TEHERAN (Arrahmah.id) — Anggota Pengawal Revolusi Iran (IRGC) diketahui memperkosa dua wanita. Sayangnya, kasus tersebut telah ditutupi oleh Pengadilan Iran, menurut dokumen peradilan internal yang dilihat The Guardian (6/2/2023).
Dokumen tersebut awalnya dibocorkan ke Iran International oleh kelompok hacktivist Edalat-e Ali (Ali’s Justice). Kelompok tersebut mengungkapkan kasus pelecehan seksual oleh dua petugas IRGC terhadap seorang wanita berusia 18 tahun dan seorang wanita berusia 23 tahun di sebuah van selama protes besar-besaran untuk membela Mahsa Amini
Kedua wanita itu ditahan karena bertindak mencurigakan dan ponsel mereka diperiksa untuk bukti bahwa mereka menghadiri protes. Ini adalah dokumen internal pertama yang terkuak untuk kasus pemerkosaan.
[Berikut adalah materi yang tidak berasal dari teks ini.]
PR #4981, opened 2024-03-02
Fixed NPE when party creation doesn't use password.  Solves bug repor…

Momshroom:
…ted here: https://discord.com/channels/526933440214597677/526938425161416727/1213131451235827753


nossr50:
Thank you!

PR #5000, opened 2024-04-28
Initiated fix so it at least load on 1.20.5

broken1arrow:
This is only a beginning of tests it out on 1.20.5, PotionData is gone completely and ARROW_INFINITE is called only INFINITE.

Aktivis menuduh banyak wanita lainnya yang ditangkap telah dilecehkan secara seksual oleh petugas keamanan selama protes tersebut.
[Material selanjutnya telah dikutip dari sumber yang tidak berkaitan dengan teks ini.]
PR #5012, opened 2024-05-21
Fix sapling drops to ignore reduction and obey Knock on Wood

Momshroom:
The prior fix ignored KnockOnWood and also checked if the block that was dropping things was a sapling, rather than if the drop was.   This fixes the issue so that saplings beyond the 25% of blocks will drop if KnockOnWood is unlocked.

(I don't know how to remove the two extra commits from the PR, sorry, but they do cancel each other out)


src/main/java/com/gmail/nossr50/util/Misc.java
```diff
@@ -128,6 +128,20 @@ public static void spawnItemsFromCollection(@Nullable Player player, @NotNull Lo
...
+    /**
+     * Drops the item from the item stack only if it is a sapling (or equivalent)
+     * Needed for TreeFeller
+     */
+    public static void spawnItemIfSapling(@NotNull Player player, @NotNull Location location, @NotNull Collection < ItemStack > drops, @NotNull ItemSpawnReason itemSpawnReason) {
+        String dropString;
+        for (ItemStack drop : drops) {
+            dropString = drop.getType().getKey().getKey();
+            if (dropString.contains("sapling") || dropString.contains("propagule")) {
+                Misc.spawnItem(player, location, drop, itemSpawnReason);
```
nossr50, line 140: you're already in Misc so you can drop `Misc.`

src/main/java/com/gmail/nossr50/util/Misc.java
```diff
@@ -128,6 +128,20 @@ public static void spawnItemsFromCollection(@Nullable Player player, @NotNull Lo
         }
     }
 
+    /**
+     * Drops the item from the item stack only if it is a sapling (or equivalent)
+     * Needed for TreeFeller
+     */
+    public static void spawnItemIfSapling(@NotNull Player player, @NotNull Location location, @NotNull Collection < ItemStack > drops, @NotNull ItemSpawnReason itemSpawnReason) {
```
nossr50, line 135: A few notes...
1. What does passing `player` in contribute to this method? (actually, what is it doing in `spawnItem`?)
2. I would rename `location` to `spawnLocation` for clarity
3. Remove the extra whitespace in `< ItemStack >`
4. This method could be made more generic, for example something like this
```conditionallySpawn(@NotNull Predicate<String> predicate, @NotNull Location spawnLocation, @NotNull Collection<ItemStack> items, @NotNull ItemSpawnReason itemSpawnReason)```

**Review by nossr50 — CHANGES_REQUESTED** [review]

File: src/main/java/com/gmail/nossr50/util/Misc.java [hunk 3]
```diff
@@ -128,6 +128,20 @@ public static void spawnItemsFromCollection(@Nullable Player player, @NotNull Lo
...
+        String dropString;
```
nossr50, line 136: You should move this variable declaration to the same line it is initialized, you can also make it ```final```

src/main/java/com/gmail/nossr50/skills/woodcutting/WoodcuttingManager.java
```diff
@@ -322,13 +322,17 @@ private void dropTreeFellerLootFromBlocks(@NotNull Set<BlockState> treeFellerBlo
...
                 // 75% of the time do not drop leaf blocks
-                if (blockState.getType().getKey().getKey().toLowerCase().contains("sapling")
-                        || ThreadLocalRandom.current().nextInt(100) > 75) {
+                if (ThreadLocalRandom.current().nextInt(100) > 75) {
                     Misc.spawnItemsFromCollection(getPlayer(),
                             Misc.getBlockCenter(blockState),
                             block.getDrops(itemStack),
                             ItemSpawnReason.TREE_FELLER_DISPLACED_BLOCK);
                 }
+                // drop saplings as occur in rest if Knock on Wood unlocked.
```
nossr50, line 331: grammar/spelling is odd here

src/main/java/com/gmail/nossr50/skills/woodcutting/WoodcuttingManager.java
```diff
@@ -322,13 +322,17 @@ private void dropTreeFellerLootFromBlocks(@NotNull Set<BlockState> treeFellerBlo
...
+                else if (RankUtils.hasUnlockedSubskill(player, SubSkillType.WOODCUTTING_KNOCK_ON_WOOD)) {
+                    Misc.spawnItemIfSapling(getPlayer(), Misc.getBlockCenter(blockState),
```
nossr50, line 333: if ```player``` is already in scope, you don't need ```getPlayer()``` and ```player``` combined, they are the same reference

src/main/java/com/gmail/nossr50/util/Misc.java
Momshroom: lol. will do.  I wasn't in Misc at the point I wrote that bit xD

src/main/java/com/gmail/nossr50/skills/woodcutting/WoodcuttingManager.java
Momshroom: fixed in upcoming addition to PR.

src/main/java/com/gmail/nossr50/skills/woodcutting/WoodcuttingManager.java
Momshroom: Fixing there and in the existing code above it.

src/main/java/com/gmail/nossr50/util/Misc.java
Momshroom: The code snippet shown doesn't have a variable declaration shown.   
If you mean dropString, it is reset inside the for loop, so declaring it where it is initialized would require the variable to be redone every loop, which is why I declared outside the loop and why it isn't final, so I'm guessing you meant to link different code, but I'm not sure what else you might mean to fix it?

src/main/java/com/gmail/nossr50/util/Misc.java
Momshroom: 1) it's in there because I need to pass it to spawnItem.   It appears to be in spawnItem because you use it in the McMMOItemSpawnEvent constructor on line 172

2) Renamed.  It was location to match your spawnItem method.

3) Done.

4). Will figure out how to do this and resubmit.  It seemed overly specific as written.  Ty.

src/main/java/com/gmail/nossr50/util/Misc.java
Momshroom: Ah, here I see you do mean drop string.  I didn't move it because it needs to be reset as the drops are looped.

src/main/java/com/gmail/nossr50/skills/woodcutting/WoodcuttingManager.java
Momshroom: fixed

src/main/java/com/gmail/nossr50/skills/woodcutting/WoodcuttingManager.java
Momshroom: fixed

src/main/java/com/gmail/nossr50/util/Misc.java
Momshroom: 4) now done

src/main/java/com/gmail/nossr50/util/Misc.java
Momshroom: variable removed entirely now that using predicate

src/main/java/com/gmail/nossr50/util/Misc.java
Momshroom: done

nossr50 (approved):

Dokumen tersebut ditulis oleh Mohammad Shahriari yang merupakan wakil jaksa dan kepala Kantor Kejaksaan Umum dan Revolusi Teheran, dilansir The Guardian.
Dokumen itu ditujukan kepada Ali Salehi yang merupakan jaksa penuntut umum dan revolusi Teheran pada 13 Oktober 2022 lalu. Para petugas yang terlibat dikabrkan sudah diberikan hukuman.
Laporan tersebut merinci bagaimana kedua pelaku akhirnya mengaku memerkosa wanita. Walau begitu, para petugas mengaku menyembunyikan kasus atas persetujan korban.
Petugas pertama mengatakan, mereka telah menahan kedua wanita tersebut di dekat pom bensin saat ditempatkan di Jalan Sattarkhan di Teheran barat. Para petugas awalnya membawa mereka ke markas Pengawal Revolusi, kemudian pergi ketika mereka diberi tahu bahwa tidak mungkin memproses para wanita yang dituduh di sana.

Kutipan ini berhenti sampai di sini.